◆ Task data
PR #2100, opened 2025-11-16
 OCPBUGS-60098: podman-etcd: prevent last active member from leaving the etcd member list

clobrano:
When stopping an etcd instance, the agent should not leave the member list if it's the last active agent in the cluster. Leaving the member list in this scenario can cause WAL corruption.

This change introduces a check for the number of active resources before attempting to leave the member list. If no other active resources are found, the agent will log a message and skip the leave operation.

NOTE: the check on `standalone_node` might not be enough if both agents stop roughly at the same time, hence none of them has enough time to set the attribute.

Fixes: OCPBUGS-60098

### DIFF
--- a/heartbeat/podman-etcd
+++ b/heartbeat/podman-etcd
@@ -1341,6 +1341,11 @@ container_health_check()
 	#   recently (i.e. a failure), or not (fresh start)
 	monitor_cmd_exec
 	rc=$?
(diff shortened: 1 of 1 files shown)


fonta-rh:
Is it possible that we want to add a random 0-1 sec delay to account for the case of the two agents leaving at the same time?

oalbrigt (approved):

PR #2102, opened 2025-11-23
ocft: fix failing tests in resource-agents v4.17.0

vvidic:
IPaddr2: exit code has changed when findif fails
nfsserver: custom init script is ignored with systemd
ocft: make sure correct log is displayed on failure


oalbrigt:
Thanks.

PR #2104, opened 2025-11-25
exportfs: fix grep error on stop

### LINKED ISSUE #2070: exportfs agent causes 'error output [ grep: Unmatched ( or \( ]' when cleanup_export_cache called
On attempting a service failover we see the following in the pacemaker logs:

Sep 01 14:55:09.092 hostname.domain.name pacemaker-execd     [25360] (log_op_output)     info: exportfs-resource_stop_0[3192827] error output [ grep: Unmatched ( or \( ]

Looking at the sources for exportfs we believe this is caused by the function 'cleanup_export_cache()' which attempts to build a regular expression matching all possible fsid's for exported file systems and then compare to the contents of /proc/net/rpc/nfsd.export/content:

The line causing the issue is this:

`fsid_re="fsid=(echo `forall get_fsid`|sed 's/ /|/g'),"`

For two exports with fsids 1 and 2 this code results in fsid_re being set to:

`fsid=(echo 1 2|sed 's/ /|/g'),`

whereas I believe the intention was to set it to:

`fsid=(1|2),`

vvidic:
Stop operation does not fail but error is recorded in the output:

```
+ fsid_re=fsid=(echo 105 105
106|sed 's/ /|/g'),
+ :
+ grep -E -q fsid=(echo 105 105
106|sed 's/ /|/g'), /proc/net/rpc/nfsd.export/content grep: Unmatched ( or \(
```

fixes #2070

### DIFF
--- a/heartbeat/exportfs
+++ b/heartbeat/exportfs
@@ -390,10 +390,10 @@ cleanup_export_cache() {
 	local contentfile=/proc/net/rpc/nfsd.export/content
 	local fsid_re
 	local i=1
-	fsid_re="fsid=(echo `forall get_fsid`|sed 's/ /|/g'),"
+	local fsid_all=`forall get_fsid`
+	fsid_re="fsid=(`echo $fsid_all | sed 's/ /|/g'`),"
 	while :; do
-		grep -E -q "$fsid_re" $contentfile ||
-			break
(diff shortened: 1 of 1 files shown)


oalbrigt:
Thanks.

PR #2106, opened 2025-12-01
Filesystem: add force_unmount=move

lge:
There are pathological cases where some unmanaged 3rd party apps keep the file system busy, continuously spawning new users of the fs, while the process that is spawning those new users is not itself using the file system, and thus will not be killed by the existing `force_unmount` methods.

stop will then run into timeout, and failed stop will likely result in a blocked cluster or a hard-reset of the node via fencing.

Educating the end-users of such denial-of-stop workloads to have these workloads "managed" has proven ... difficult.

Luckily Linux can atomically move a mount with all its sub-mounts.

`force_unmount=move` behaves just like `safe`, but attempts to `mount --move /the/mount/point /the/mount/.point` first.

Two preparation commits:
 - Filesystem: improve shell trace (set -x) output
 - Filesystem: tmpfs/overlayfs have no need for systemd_drop_in

A commit reducing the timing window for new users to pop up:
 - Filesystem: try umount immediately after signals are sent

The implementation of force_unmount=move:
 - Filesystem: new force_unmount=move option

### DIFF
--- a/heartbeat/Filesystem
+++ b/heartbeat/Filesystem
@@ -260,7 +260,7 @@ Only set this to "true" if you know what you are doing!
 </parameter>
 
 <parameter name="force_unmount">
-<longdesc lang="en">
+<longdesc lang="en"><![CDATA[
 This option allows specifying how to handle processes that are
 currently accessing the mount directory.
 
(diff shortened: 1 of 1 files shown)


heartbeat/Filesystem
```diff
@@ -797,13 +846,23 @@ fs_stop() {
...
+	return 0
+	# To test really bad timing of "action timeout":
+	# test -e /tmp/fail-after-move && rm -f /tmp/fail-after-move && kill -KILL $$
+}
+
 #
 # STOP: Unmount the filesystem
 #
-Filesystem_stop()
+Filesystem_stop_()
```
oalbrigt: I think we should keep the start/stop/status in one function, or at least have some sensible names for these if we dont.

E.g. for status() you could call `Filesystem_status simple` or similar when you want to skip the this additional code.

lge: Put it all in one function: it will just increase the indentation level needlessly and produce lots of white-space-only changes. The necessary recursion or iteration within that result will make the program flow harder to follow as well.
We sure can name the functions differently, though. What do you suggest?

lge: Well. I tried your suggestion anyways, and it does not look too bad, we can just "localize" the relevant variables by adding their override assignments in front of the function call.
There is now one level of recursion in case "move" is enabled.

oalbrigt (approved):
LGTM.

I'll leave it open for a couple of days before merging in case anyone else has any questions or suggestions for improvements.

oalbrigt:
Thanks.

◆ Instructions to follow
Each line in the listing above that contains "opened" should be copied.

◆ Task answer
PR #2100, opened 2025-11-16
PR #2102, opened 2025-11-23
PR #2104, opened 2025-11-25
PR #2106, opened 2025-12-01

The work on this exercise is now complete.